--- START ---

PR #534, opened 2020-02-27
SE-2017 Add new ssl monitor

pkulkark:
This PR adds a new monitor to check the SSL certificate expiration of an endpoint. The monitor sends an alert if the ceritificate expires within 2 days.

**Testing Instructions:** TBD

**Reviewers:**

- [ ] @toxinu


instance/scripts/check_ssl_expiration.js
```diff
@@ -0,0 +1,52 @@
+var request = require('request');  
+
+/* 
+************************************************** 
+What is the URL that you want to check? 
+************************************************** 
+*/ 
+var urlToMonitor = 'https://example.com';
```
toxinu: Can you add a comment here to explain that this url is replaced programmatically?

instance/newrelic.py
```diff
@@ -84,11 +85,53 @@ def create_synthetics_monitor(uri, name=None, monitor_type='SIMPLE',
...
+    """
+    Update the ssl monitor script
+    """
+    url = '{0}/monitors/{1}/script'.format(SYNTHETICS_API_URL, monitor_id)
+    logger.info('PUT %s', url)
+    headers = _request_headers()
+    headers['Content-Type'] = 'application/json'
+    current_directory = os.path.dirname(os.path.realpath(__file__))
+    script_file = os.path.join(current_directory, 'scripts', 'check_ssl_expiration.js')
+    with open(script_file, 'r') as f:
```
toxinu: Maybe it could be cleaner to use the Django template engine? Could be overkill too, feel free to ignore my comment. :)

instance/models/mixins/openedx_monitoring.py
```diff
@@ -198,6 +223,26 @@ def delete(self, *args, **kwargs):  # pylint: disable=arguments-differ
         super().delete(*args, **kwargs)
 
 
+class NewRelicSSLMonitor(models.Model):
+    """
+    A New Relic Synthetics ssl monitor for an instance.
+    """
+    id = models.CharField(max_length=256, primary_key=True)
```
toxinu: Just out of curiosity, why do we need primary key as `CharField` here?

toxinu: Oh because we are using NewRelic generated ids which are string, right?

instance/scripts/check_ssl_expiration.js
pkulkark: :+1:

instance/models/mixins/openedx_monitoring.py
pkulkark: Yes, I based it on the existing NewRelicAvailabilityMonitor.

pkulkark:
@toxinu It looks like the simplest way to test this is to deploy it to prod and only enable the ssl monitor for a test instance. So I plan to merge this PR once the CI tests pass and test it out.

lgp171188:
@pkulkark, @toxinu, was all this needed, when just adding a flag in [this API call](https://docs.newrelic.com/docs/apis/synthetics-rest-api/monitor-examples/manage-synthetics-monitors-rest-api#create-monitor) would've sufficed?

PR #535, opened 2020-02-28
BB-2131: Implement theming customization API and frontend models

giovannicimolin:
This PR introduces a new theming customization API with a custom PATCH endpoint to allow editing single fields from each `draft_theme_config`.
This also changes the behavior of some endpoints, adding a automatically generated serializer from the theme schema, so that the frontend properly parses these values.

**Setup instructions:**
1. Checkout this branch.
2. Run vagrant `vagrant up && vagrant ssh`.
3. Check if all migrations are applied and run Ocim `make run.dev`.
4. Open another terminal window and navigate to `frontend/`.
5. Set up the frontend with `npm install` and them set up the API client running `./scripts/build-api-client.sh`.

**Testing instructions:**
1. Create a new account using the new Ocim UX frontend (http://localhost:3000/registration/domain)
2. Go to http://localhost:5000/admin/registration/betatestapplication/ and check if the betatest application was correctly created, and the `Draft Theme Configuration JSON` field is filled.
3. Go to http://localhost:5000/api/swagger/ and test the `
​/v2​/instances​/openedx_config​/{id}​/theme_config​/` API endpoint.
* Change a single variable and check that it is correctly returned and saved:
```
{"footer-bg": "#fafafa"}
```
* Erase a default variable (such as `main-color`) and check that it goes back to the theme default:
```
{"main-color": ""}
```
* Set one of the optional theme variables from [here|https://github.com/open-craft/opencraft/blob/new-console/instance/schemas/theming.py#L76] and then erase it:
```
{"main-nav-color": "#fefefe"}
```
Then:
```
{"main-nav-color": ""}
```
4. Log in the new console using the account you just created (http://localhost:3000/login).
5. Click on `Theme`, then `Preview and Colors` and click on the color fields, pick a color and lose focus on the component. You should see a network request patching that exact fields. All theming fields should be greyed out while the request is being processed.

**Notes:**

1. No need to review files under `frontend/packages/api_client` as they are auto-generated by swagger codegen.

**Reviewers:**
- [ ] @alanoe 
- [ ] @lgp171188


instance/schemas/theming.py
```diff
@@ -167,6 +166,27 @@ def ref(definition_name):
     "oneOf": [nullable_schema, theme_schema_v0, theme_schema_v1]
 }
 
+DEFAULT_THEME = {
+    "version": 1,
+    "main-color": "#126F9A",
+    "link-color": "#126F9A",
+    "header-bg": "#FFFFFF",
+    "footer-bg": "#FFFFFF",
```
alanoe: IMHO it's clearer to have "color" in the end of the name of all attributes which are colors (eg. header-bg-color, footer-bg-color).

registration/api/v2/serializers.py
```diff
@@ -164,12 +165,47 @@ class Meta:
...
+            field_type = None
+            if key == 'version':
+                field_type = serializers.IntegerField()
+            elif value == ref('flag'):
+                field_type = serializers.BooleanField(required=False)
+            else:
+                field_type = serializers.CharField(
+                    max_length=7,
+                    required=False
+                    # TODO: Add a color validator here
```
alanoe: All attributes except version and flag will always be colors? I suggest that we only assume that the attribute is a color if its name ends with "color" and only validate it in this case.

instance/schemas/theming.py
giovannicimolin: I agree with you, but there's not much we can do in the scope of this epic unless we want to do some variable name remapping (I'd avoid that).
The main reason for the variables names being like this is that they need to match the ones described on this repo: https://github.com/open-craft/edx-simple-theme/tree/guruprasad/wip-high-level-theme (we're using this simple theme).

registration/api/v2/serializers.py
giovannicimolin: >I noticed that currently all attributes except version and flag are colors, but couldn't that change in the future? I'd prefer to avoid that assumption that all these attributes are colors.

Yes, that's a good point, but I have no of what the fields will look like in the future. I can change the `else` statement to `elif value == ref('color')` if that makes the solution more acceptable.

instance/schemas/theming.py
lgp171188: @alanoe, in the simple-theme that Giovanni has linked to, I have used variable names like `footer-bg`, `footer-color` etc. where the `bg` (the short form for "background") suffix refers to the background color and the `-color` suffix refers to the foreground/text color. This was done to create a distinction between the two and at the same time avoid the variable names from becoming too long.

registration/api/v2/serializers.py
```diff
@@ -180,8 +180,10 @@ def __init__(self, *args, **kwargs):
         """
         super().__init__(*args, **kwargs)
 
+        # Just using the new v1 schema for now, adding the v0 schema breaks
+        # code generation because one variable is named main_color and other is
+        # main-color and both get converted to mainColor in TS
```
alanoe: if we must support v0 and v1 and this is a temp solution, shouldn't you add a TODO here?

registration/api/v2/serializers.py
alanoe: > I can change the else statement to elif value == ref('color') if that makes the solution more acceptable.

+1

instance/schemas/theming.py
alanoe: @lgp171188 @giovannicimolin Thanks for explaining the origin of those attributes names. IMHO bg-color and fg-color are more explicit and clearer than bg and color. Anyway, I guess we won't make such renamings improvements like this at this point, so never mind.

registration/api/v2/serializers.py
giovannicimolin: >Yes, that's the code duplicating part of the data definition done in the theme_schema_v1 JSON Schema in instance/schemas/theming.py. I'm still getting familiar with the code and right now cannot point out a better solution, but this duplication does not look good. I'd at least add a TODO tag.

This serializer actually avoids duplication schema definition code and allows the frontend API client to be automatically generated without needing to add serializer fields one by one.

registration/api/v2/serializers.py
```diff
@@ -164,12 +165,47 @@ class Meta:
...
+            self.fields[key] = field_type
+
+
 class OpenEdXInstanceConfigSerializer(serializers.ModelSerializer):
     """
     Serializer with configuration details about the user's Open edX instance.
     """
 
     user = serializers.HiddenField(default=serializers.CurrentUserDefault())
+    draft_theme_config = ThemeSchemaSerializerGenerator(required=False)
```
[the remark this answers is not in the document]
giovannicimolin: The `draft_theme_config` is where we store the theming variables before they are actually deployed using the `Deploy` button in the new console. This is just a temporary storage for changes made by the user.

frontend/packages/api_client/src/apis/V2Api.ts
```diff
@@ -92,6 +95,11 @@ export interface InstancesOpenedxConfigReadRequest {
     id: string;
 }
 
+export interface InstancesOpenedxConfigThemeConfigRequest {
```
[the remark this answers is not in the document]
giovannicimolin: We have control, but at the expense of adding override decorators to everything. 
Since it would make the backend side way less flexible we're not using it.

registration/api/v2/serializers.py
giovannicimolin: We actually plan to remove all v0 related code after this is deployed to production, so it doesn't make much sense to implement it.

frontend/src/console/models.ts
```diff
@@ -1,12 +1,16 @@
-import { OpenEdXInstanceDeploymentStatusStatusEnum } from 'ocim-client';
+import {
+  OpenEdXInstanceDeploymentStatusStatusEnum,
+  ThemeSchemaSerializerGenerator
+} from 'ocim-client';
 
 export interface InstanceSettingsModel {
-  [key: string]: string | number;
+  [key: string]: string | number | undefined | ThemeSchemaSerializerGenerator;
```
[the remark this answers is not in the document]
giovannicimolin: So, this is Typescript, and to define interfaces we need to set explicit types to each variable. For example, if I want to add a variable that will only hold a string I can use:
```
interface InstanceSettingsModel {
  variableName: string;
}
```
In this case, this line is more generic: it means that any variable inside that interface, needs to have a `string` typed key, and only contain one of the values defined after it. For example:
```
interface InstanceSettingsModel {
  [key: string]: string | number;
  // If I try to add a new variable that is not from one of the types above, the compilation fails
  wrongDefinition: ThemeSchemaSerializerGenerator;
  // If I add a variable that is allowed, then the compilation succeeds
  correctDefinition: string;
```
In any case, this line of code is only required so that I can define that all keys should be strings, so I can replace it with the code below to have the same effect:
```
  [key: string]: any | undefined;
```

frontend/packages/api_client/src/apis/V2Api.ts
```diff
@@ -33,6 +33,9 @@ import {
     OpenEdXInstanceDeploymentStatus,
     OpenEdXInstanceDeploymentStatusFromJSON,
     OpenEdXInstanceDeploymentStatusToJSON,
+    ThemeSchemaSerializerGenerator,
+    ThemeSchemaSerializerGeneratorFromJSON,
+    ThemeSchemaSerializerGeneratorToJSON,
```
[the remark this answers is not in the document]
giovannicimolin: I'll try to rename it using overrides, makes sense to have a better name for this.

giovannicimolin:
@alanoe All commits are going to be squashed when the PR is merged, so I'm not paying much attention to the current commit messages. I'll write a proper one when I merge the PR.

registration/api/v2/views.py
```diff
@@ -185,6 +188,54 @@ def perform_update(self, serializer):
...
+            }.items() if value != ""
+        }
+        # To make sure the required values are always available, merge dict with
+        # default values dictionary.
+        # This API only changes values for the v1 schema, so it's hardcoded here
+        safe_merged_theme = {
+            'version': 1,
+            **DEFAULT_THEME,
+            **merged_theme
+        }
```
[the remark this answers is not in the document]
giovannicimolin: >Could you explain why this is needed?
This code is needed because the code above erases default values and removes the keys if the user empties a field. Since this would break the provisioning of an instance I overlay the default theme with the changes sent by the user, so if a required variable is erased, it gets set to the default value.

>Won't application.draft_theme_config always contain all attributes in DEFAULT_THEME and 'version' == 1?
No for all `DEFAULT_THEME` variables for the reason explained above. But yes., I can remove the `'version' == 1` since it's already present in the default theme.

frontend/src/console/models.ts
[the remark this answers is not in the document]
alanoe: Thanks for the explanation! I prefer definition with "any" at the end of your comment. Should we allow an undefined value? Isn't there always a theme enabled in an OpenEDX instance?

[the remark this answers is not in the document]
giovannicimolin: Not always, we need to leave the `undefined` there because some clients won't have any theming setup by the time this lands, and if the backend returns an undefined value while we're expecting a defined one the frontend will crash.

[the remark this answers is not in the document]
giovannicimolin: Changed to `[key: string]: any | undefined;`

alanoe:
> All commits are going to be squashed when the PR is merged, so I'm not paying much attention to the current commit messages. I'll write a proper one when I merge the PR.

@giovannicimolin OK. I commented because it was a little cumbersome to identify which patches I should review from the current long list of patches in this PR. I'm just ignoring the ones which have "fix" now. 

By the way, it'd be easier to review if the API and the models were implemented in two distinct PRs. No need to split now, but IMHO we should avoid such huge PRs.

registration/api/v2/serializers.py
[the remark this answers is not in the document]
alanoe: Thanks for the explanation. Given that rationale, shouldn't there be two different theme configs (the draft one and the effective one, currently used in the instance) ? If we won't keep the effective theme config in the db, is there a reason to name this as "draft"? If this "draft" theme config is kept in the db after the theme is deployed, it will no longer be a draft and the name will become misleading.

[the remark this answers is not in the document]
lgp171188: @alanoe, both the draft and the final theme configuration values are stored in the database. Just that the latter will have been deployed on an appserver - i.e., the user can keep changing the theme configuration from the frontend and each change will get stored and overwrite the already stored draft configuration in the database. But when the user clicks a button to deploy the changes, the version of draft configuration is copied to the final configuration and the instance is redeployed to apply the changes.

frontend/packages/api_client/src/apis/V2Api.ts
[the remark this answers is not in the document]
lgp171188: @giovannicimolin, nit: if you are going to override the name, can you name it `InstancesOpenEdXConfigThemeConfigRequest` to ensure that camel case is used throughout and `Open edX` is spelled the same as it is done in the backend code? This is not required if you are not going to add the overrides.

frontend/packages/api_client/src/apis/V2Api.ts
```diff
@@ -575,6 +583,52 @@ export class V2Api extends runtime.BaseAPI {
...
+
+        const headerParameters: runtime.HTTPHeaders = {};
+
+        headerParameters['Content-Type'] = 'application/json';
+
+        if (this.configuration && this.configuration.apiKey) {
+            headerParameters["Authorization"] = this.configuration.apiKey("Authorization"); // api_key authentication
+        }
+
+        if (this.configuration && (this.configuration.username !== undefined || this.configuration.password !== undefined)) {
```
lgp171188: @giovannicimolin, shouldn't these 2 if conditions be mutually exclusive and hence this be in an `else if` block?

frontend/packages/api_client/src/apis/V2Api.ts
```diff
@@ -575,6 +583,52 @@ export class V2Api extends runtime.BaseAPI {
...
+            headerParameters["Authorization"] = "Basic " + btoa(this.configuration.username + ":" + this.configuration.password);
+        }
+        const response = await this.request({
+            path: `/v2/instances/openedx_config/{id}/theme_config/`.replace(`{${"id"}}`, encodeURIComponent(String(requestParameters.id))),
```
lgp171188: @giovannicimolin, can the URL, at least the base part `/v2/instances/openedx_config/` if not the whole URL with the placeholder, be defined somewhere as a constant outside of the usage so that it is easier to check and change in the future?

frontend/packages/api_client/src/apis/V2Api.ts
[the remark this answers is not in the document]
giovannicimolin: @lgp171188 I ended up not adding a decorator to change the name of this variable. I prefer to not mess around much with the auto-generated code for now.

frontend/packages/api_client/src/apis/V2Api.ts
giovannicimolin: This is auto-generated code, so I didn't even check it. Not sure about these conditions, but I can check.

frontend/packages/api_client/src/apis/V2Api.ts
giovannicimolin: @lgp171188 This is auto-generated code from the Swagger spec, I think that this is pretty much hardcoded into how the generator works, so we'll not going to be able to change it (unless we do a manual patch, but we don't do that in any auto-generated code).

frontend/packages/api_client/src/apis/V2Api.ts
giovannicimolin: @lgp171188 Can you add a little bit more context here? Is this about the line 609?

lgp171188: @giovannicimolin, I was referring to the `if` conditions in the lines 605 and 609.

giovannicimolin: Those lines are like that because there are 2 auth methods defined in our Swagger spec (basic and API key).
I agree with you that they should be mutually exclusive, but I think we don't have control on how that code is generated. 
Since we control the `configuration` variable, and we never set the 2 auths at the same time this should be fine (https://github.com/open-craft/opencraft/blob/new-console/frontend/src/global/api.ts#L3).

Additionally, adding this to the cleanup step of the epic can be done (remove the basic auth from the swagger spec).

alanoe: If we reach a consensus that the generated code here could be better, we could create a backlog item to submit a patch to Swagger in the future.

alanoe:
One of the test instructions says "Erase a default variable (such as main-color) and check that it goes back to the theme default". Is there such a thing as a theme default? I had understood that there is only effective (deployed) theme and possibly a draft (undeployed) theme. Are you referring to the first here? 

If that is true, it seems inconsistent that trying to update a required field with an empty string resets it to its former value and doing the same with an optional field deletes it. IMHO it'd be more consistent that trying to set a required field to "" returned an error and resetting was done with a special more explicit string, eg "reset". That would allow reseting an optional field value to its former value, which is not allowed now.

frontend/packages/api_client/src/apis/V2Api.ts
giovannicimolin: I'm not sure that's a good idea since we don't have any expertise on it (and we also don't have budget). In any case, the current generated code works well and the issue is not really in our usage scope so we're fine to leave this as is for now.

giovannicimolin:
@alanoe Thanks for the review. Regarding some of the points you raised:

>Regarding the new HTTP API endpoint, IMHO it is inconsistent that trying to update a required theme attribute (eg main-color) with an empty string resets it to its default value and doing the same in an optional attribute (eg main-nav-color) deletes it. It'd be more consistent that trying to set a required field to "" returned an error and resetting to the default was done with a special more explicit string, eg "default".

I already scheduled a follow up to handle this. The improvements will be done in a separate task. This needs to be merged to unblock further work on the new UI.

>I'm not sure how this OpenEDX instance preview will work. Will it be a thumbnail of the OpenEDX instance? If so, it is cumbersome that this preview only will show up in the "Preview and Colors" submenu, it'd be nicer if it appeared during the entire theme customization, in all "Theme" submenus.

Yes, it'll be a small thumbnail of the instance showing general colors. Other customization pages have their own previews.
We hired a UX company to design the interface, so I'm just following the mockups provided.

>It'd be better to show only the selected color instead of its hexadecimal code painted in the selected color in Theme > Preview and Colors UI. The user does not care about the color hexadecimal code.

Again, I'm just following the UX design agency designs. I think having the hex field is not a big compromise, specially when the user has a friendly UI to pick the color from after clicks on the field.

>Why can I only select main color and link color in Theme > Preview and Colors UI? Shouldn't we allow that the user customizes all colors in the theme using this UI? Or will header/footer/buttons colors be set in the other Theme options (eg navigation and buttons)? If that is the case, the word "Colors" in the "Preview and Colors" submenu is a little misleading, as it makes the user think that all theme colors could be set here. Maybe something such as "General" instead of "Colors" would be better.

There are other customization pages that won't be added here. The main goal of this work in not to add this UI in, but to lay the groundwork on the APIs and typescript models to enable the frontend to save theming values in the backend.
This screen was designed by the UX agency, and we already finished the discussions around design/theming (see this discussion in the forum).

>In the current implementation, we currently restrict the user choice of colors to a small list of predefined colors. Isn't there a color palette Javascript component we could use instead so that the user could select any color he/she wants?

Since this task is more about implementing the APIs and code and less about UI, I'll leave the UI improvements to the next task (already scheduled for next sprint).

>One of the tests is broken. Was it caused by your PR? If so, could you pls fix it?

This is unrelated to my PR, but it looks like our testing infrastructure is having some issues. I'll investigate.

alanoe:
AE> It'd be better to show only the selected color instead of its hexadecimal code painted in the selected color in Theme > Preview and Colors UI. 

GC> Again, I'm just following the UX design agency designs. I think having the hex field is not a big compromise, specially when the user has a friendly UI to pick the color from after clicks on the field.

It's indeed not a big issue, it's just (IMHO) unnecessary for the kind of user using the tool and makes seeing selected lighter colors harder (as a block of color is more easily identifiable than a string written in that color, especially if the string font is thin). If it is already decided, never mind.

GC> Since this task is more about implementing the APIs and code and less about UI, I'll leave the UI improvements to the next task (already scheduled for next sprint).

That's fine.

AE> One of the tests is broken. Was it caused by your PR? If so, could you pls fix it?
GC> This is unrelated to my PR, but it looks like our testing infrastructure is having some issues. I'll investigate.

Any news about that?

giovannicimolin:
>Any news about that? IMHO we should not approve the PR if all tests don't pass.

The failing test already passed. Just waiting for integration checks now.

--- END ---

• **EXERCISE DIRECTIONS**
Show all lines above holding "your".

• **ANSWER SPACE**
alanoe: Thanks for the explanation! I prefer definition with "any" at the end of your comment. Should we allow an undefined value? Isn't there always a theme enabled in an OpenEDX instance?
>One of the tests is broken. Was it caused by your PR? If so, could you pls fix it?
AE> One of the tests is broken. Was it caused by your PR? If so, could you pls fix it?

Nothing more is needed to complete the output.